START Dataset extract

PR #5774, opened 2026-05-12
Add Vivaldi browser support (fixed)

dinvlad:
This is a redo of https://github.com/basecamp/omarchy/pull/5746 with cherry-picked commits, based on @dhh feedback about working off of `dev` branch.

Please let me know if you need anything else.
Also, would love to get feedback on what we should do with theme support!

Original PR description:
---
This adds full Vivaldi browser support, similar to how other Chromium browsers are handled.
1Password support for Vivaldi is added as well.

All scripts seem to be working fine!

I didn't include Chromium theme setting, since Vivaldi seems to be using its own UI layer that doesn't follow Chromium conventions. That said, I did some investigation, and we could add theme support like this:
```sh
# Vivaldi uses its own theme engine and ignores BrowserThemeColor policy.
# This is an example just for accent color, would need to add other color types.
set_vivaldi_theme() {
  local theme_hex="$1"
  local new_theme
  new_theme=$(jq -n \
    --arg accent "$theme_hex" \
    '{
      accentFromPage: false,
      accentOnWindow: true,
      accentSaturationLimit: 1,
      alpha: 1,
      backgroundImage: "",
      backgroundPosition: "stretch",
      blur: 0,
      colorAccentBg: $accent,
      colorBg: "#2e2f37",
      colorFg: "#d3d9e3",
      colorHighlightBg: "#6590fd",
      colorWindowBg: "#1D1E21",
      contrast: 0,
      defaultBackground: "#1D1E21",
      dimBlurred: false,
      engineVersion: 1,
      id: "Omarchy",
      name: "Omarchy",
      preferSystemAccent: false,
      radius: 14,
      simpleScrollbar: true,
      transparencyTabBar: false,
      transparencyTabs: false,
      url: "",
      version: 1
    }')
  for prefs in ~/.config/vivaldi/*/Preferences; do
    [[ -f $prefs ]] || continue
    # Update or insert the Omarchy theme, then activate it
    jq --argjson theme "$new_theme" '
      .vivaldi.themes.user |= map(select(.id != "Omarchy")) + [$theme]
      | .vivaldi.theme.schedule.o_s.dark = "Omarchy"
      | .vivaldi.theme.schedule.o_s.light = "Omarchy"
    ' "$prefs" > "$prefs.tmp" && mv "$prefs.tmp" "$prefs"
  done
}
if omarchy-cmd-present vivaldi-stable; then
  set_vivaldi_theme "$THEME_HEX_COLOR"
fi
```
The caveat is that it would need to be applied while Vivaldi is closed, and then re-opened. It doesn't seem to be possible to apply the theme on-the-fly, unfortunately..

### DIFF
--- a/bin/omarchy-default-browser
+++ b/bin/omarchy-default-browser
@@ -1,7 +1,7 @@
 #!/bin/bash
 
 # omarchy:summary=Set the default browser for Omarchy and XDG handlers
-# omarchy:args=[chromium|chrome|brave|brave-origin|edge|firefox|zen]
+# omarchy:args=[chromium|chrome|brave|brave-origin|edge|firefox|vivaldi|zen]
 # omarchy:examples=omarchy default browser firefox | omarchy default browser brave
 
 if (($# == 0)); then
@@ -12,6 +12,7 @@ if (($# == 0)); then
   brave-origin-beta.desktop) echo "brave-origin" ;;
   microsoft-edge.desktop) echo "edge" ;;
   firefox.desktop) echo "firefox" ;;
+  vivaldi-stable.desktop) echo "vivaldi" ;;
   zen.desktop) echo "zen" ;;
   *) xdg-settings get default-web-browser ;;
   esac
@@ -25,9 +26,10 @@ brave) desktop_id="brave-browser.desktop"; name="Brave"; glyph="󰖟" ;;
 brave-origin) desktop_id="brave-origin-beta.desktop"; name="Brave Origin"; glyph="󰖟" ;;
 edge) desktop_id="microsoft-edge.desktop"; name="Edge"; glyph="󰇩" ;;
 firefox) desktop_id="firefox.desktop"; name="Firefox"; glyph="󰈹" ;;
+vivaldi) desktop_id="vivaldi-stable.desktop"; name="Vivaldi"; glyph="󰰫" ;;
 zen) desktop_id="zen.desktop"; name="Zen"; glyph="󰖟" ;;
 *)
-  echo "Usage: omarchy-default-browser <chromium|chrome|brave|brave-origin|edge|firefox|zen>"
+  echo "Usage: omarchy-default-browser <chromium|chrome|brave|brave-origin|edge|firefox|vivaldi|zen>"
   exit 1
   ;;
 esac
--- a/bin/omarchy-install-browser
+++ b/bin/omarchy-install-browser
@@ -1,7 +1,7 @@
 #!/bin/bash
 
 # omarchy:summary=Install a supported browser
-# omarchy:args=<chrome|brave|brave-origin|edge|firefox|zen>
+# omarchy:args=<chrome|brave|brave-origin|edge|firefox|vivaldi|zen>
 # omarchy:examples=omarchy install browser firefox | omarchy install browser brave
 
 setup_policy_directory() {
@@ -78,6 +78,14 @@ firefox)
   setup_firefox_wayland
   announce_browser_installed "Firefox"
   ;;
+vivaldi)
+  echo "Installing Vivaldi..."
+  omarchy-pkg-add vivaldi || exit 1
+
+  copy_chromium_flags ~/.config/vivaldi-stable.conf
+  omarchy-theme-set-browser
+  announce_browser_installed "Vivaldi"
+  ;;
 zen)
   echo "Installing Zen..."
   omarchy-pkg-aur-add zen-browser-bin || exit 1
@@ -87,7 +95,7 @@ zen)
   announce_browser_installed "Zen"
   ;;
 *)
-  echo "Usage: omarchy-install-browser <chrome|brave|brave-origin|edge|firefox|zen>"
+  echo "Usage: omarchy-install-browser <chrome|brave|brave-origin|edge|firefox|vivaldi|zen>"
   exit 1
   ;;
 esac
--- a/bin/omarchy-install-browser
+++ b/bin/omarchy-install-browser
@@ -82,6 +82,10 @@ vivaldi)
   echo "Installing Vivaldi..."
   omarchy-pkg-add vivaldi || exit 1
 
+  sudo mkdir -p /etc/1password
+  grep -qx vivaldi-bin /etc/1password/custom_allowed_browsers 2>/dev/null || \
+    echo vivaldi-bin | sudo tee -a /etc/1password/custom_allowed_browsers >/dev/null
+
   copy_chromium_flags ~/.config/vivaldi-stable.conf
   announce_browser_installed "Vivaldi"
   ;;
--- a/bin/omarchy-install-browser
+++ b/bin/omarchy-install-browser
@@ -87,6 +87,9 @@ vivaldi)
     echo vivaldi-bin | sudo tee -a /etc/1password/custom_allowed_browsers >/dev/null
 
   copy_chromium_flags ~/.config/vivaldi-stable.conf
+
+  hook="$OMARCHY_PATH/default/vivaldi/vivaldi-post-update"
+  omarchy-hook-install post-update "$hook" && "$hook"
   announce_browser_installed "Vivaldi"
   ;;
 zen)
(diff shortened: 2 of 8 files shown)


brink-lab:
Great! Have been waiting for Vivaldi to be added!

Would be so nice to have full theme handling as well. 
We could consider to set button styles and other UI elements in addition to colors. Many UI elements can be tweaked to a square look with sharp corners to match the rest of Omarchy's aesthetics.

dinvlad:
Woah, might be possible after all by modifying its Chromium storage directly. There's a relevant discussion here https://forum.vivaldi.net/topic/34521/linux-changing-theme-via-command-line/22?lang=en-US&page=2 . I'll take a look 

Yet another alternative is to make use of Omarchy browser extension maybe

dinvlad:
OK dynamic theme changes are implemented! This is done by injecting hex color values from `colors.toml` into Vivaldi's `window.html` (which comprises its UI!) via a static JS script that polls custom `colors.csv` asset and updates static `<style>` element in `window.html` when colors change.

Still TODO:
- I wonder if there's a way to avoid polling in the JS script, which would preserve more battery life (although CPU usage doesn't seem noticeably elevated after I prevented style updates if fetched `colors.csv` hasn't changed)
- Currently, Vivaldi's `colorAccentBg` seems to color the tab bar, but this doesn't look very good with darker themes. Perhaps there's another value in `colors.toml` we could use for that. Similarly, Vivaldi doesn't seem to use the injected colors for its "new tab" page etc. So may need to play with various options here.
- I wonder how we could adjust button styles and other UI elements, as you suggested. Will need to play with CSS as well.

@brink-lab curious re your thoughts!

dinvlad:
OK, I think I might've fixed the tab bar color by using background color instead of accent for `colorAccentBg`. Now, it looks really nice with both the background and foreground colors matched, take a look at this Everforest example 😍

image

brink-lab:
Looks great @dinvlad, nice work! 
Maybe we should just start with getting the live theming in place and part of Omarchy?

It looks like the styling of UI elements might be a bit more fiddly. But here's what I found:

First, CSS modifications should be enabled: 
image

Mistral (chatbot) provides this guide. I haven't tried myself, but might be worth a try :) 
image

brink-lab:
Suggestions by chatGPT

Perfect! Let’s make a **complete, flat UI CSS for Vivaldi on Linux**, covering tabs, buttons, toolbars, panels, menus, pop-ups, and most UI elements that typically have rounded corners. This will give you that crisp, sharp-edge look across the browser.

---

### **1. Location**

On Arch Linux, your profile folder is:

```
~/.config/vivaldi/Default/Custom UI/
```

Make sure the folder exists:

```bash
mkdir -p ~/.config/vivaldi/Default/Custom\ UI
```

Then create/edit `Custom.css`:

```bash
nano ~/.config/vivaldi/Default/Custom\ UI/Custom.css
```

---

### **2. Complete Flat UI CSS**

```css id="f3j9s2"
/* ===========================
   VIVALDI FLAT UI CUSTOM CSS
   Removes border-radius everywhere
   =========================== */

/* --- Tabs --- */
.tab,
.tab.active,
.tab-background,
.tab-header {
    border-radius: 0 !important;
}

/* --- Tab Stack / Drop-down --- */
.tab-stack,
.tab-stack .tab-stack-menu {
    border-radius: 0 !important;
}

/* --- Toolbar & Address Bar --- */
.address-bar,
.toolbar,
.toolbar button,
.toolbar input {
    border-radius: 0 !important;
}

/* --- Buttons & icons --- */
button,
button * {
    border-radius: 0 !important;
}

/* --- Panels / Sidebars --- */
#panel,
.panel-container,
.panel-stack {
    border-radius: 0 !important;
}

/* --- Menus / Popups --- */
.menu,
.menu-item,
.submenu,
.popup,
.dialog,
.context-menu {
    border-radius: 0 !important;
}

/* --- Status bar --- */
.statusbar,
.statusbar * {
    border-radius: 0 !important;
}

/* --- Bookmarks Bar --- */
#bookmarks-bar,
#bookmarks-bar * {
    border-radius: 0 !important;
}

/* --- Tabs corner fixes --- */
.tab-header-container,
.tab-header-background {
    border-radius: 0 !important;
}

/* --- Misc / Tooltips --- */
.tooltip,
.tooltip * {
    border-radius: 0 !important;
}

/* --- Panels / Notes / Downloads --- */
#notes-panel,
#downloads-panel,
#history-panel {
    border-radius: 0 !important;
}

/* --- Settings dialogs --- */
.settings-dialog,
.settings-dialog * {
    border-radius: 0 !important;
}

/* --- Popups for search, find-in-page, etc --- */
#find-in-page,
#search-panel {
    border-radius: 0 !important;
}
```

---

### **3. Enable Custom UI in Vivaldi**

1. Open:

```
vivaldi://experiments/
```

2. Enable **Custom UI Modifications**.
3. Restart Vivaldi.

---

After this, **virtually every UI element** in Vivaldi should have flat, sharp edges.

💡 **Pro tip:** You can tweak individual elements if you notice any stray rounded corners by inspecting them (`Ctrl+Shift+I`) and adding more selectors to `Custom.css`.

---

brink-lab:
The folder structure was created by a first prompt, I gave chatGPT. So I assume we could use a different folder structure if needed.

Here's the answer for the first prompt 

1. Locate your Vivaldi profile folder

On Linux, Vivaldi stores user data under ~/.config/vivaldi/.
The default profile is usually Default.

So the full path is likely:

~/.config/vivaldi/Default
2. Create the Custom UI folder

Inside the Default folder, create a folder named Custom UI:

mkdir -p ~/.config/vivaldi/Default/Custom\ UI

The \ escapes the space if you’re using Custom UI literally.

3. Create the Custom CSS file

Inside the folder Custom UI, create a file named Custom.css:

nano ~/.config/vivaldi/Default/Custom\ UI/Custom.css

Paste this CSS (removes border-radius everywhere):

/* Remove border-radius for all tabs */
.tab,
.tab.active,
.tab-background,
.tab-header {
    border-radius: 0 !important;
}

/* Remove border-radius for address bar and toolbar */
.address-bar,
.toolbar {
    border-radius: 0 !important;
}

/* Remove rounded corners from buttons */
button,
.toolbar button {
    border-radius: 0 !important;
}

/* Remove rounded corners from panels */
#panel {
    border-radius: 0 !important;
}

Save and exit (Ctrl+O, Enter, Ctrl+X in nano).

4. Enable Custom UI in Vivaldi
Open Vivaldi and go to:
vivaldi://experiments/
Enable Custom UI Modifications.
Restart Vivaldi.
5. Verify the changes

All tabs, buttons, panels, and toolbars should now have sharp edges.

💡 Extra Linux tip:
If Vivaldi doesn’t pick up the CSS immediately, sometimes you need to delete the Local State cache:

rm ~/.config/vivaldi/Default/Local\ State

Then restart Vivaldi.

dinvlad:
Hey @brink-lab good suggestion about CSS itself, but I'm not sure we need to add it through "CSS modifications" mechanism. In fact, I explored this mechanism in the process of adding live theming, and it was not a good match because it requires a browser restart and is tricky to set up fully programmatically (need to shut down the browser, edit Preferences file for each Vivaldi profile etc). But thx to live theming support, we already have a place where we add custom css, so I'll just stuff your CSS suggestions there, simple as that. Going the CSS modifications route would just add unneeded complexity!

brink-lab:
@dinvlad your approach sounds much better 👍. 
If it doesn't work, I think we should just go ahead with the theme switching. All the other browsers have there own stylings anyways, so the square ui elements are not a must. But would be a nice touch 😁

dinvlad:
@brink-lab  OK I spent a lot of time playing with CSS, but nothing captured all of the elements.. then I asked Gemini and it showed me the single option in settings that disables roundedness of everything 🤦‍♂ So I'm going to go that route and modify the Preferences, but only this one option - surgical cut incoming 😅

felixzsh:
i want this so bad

END Dataset extract

- [Your objective] Scan the material above for the string "themes", returning each line that contains it.

- [Exercise answer]
      .vivaldi.themes.user |= map(select(.id != "Omarchy")) + [$theme]
- Currently, Vivaldi's `colorAccentBg` seems to color the tab bar, but this doesn't look very good with darker themes. Perhaps there's another value in `colors.toml` we could use for that. Similarly, Vivaldi doesn't seem to use the injected colors for its "new tab" page etc. So may need to play with various options here.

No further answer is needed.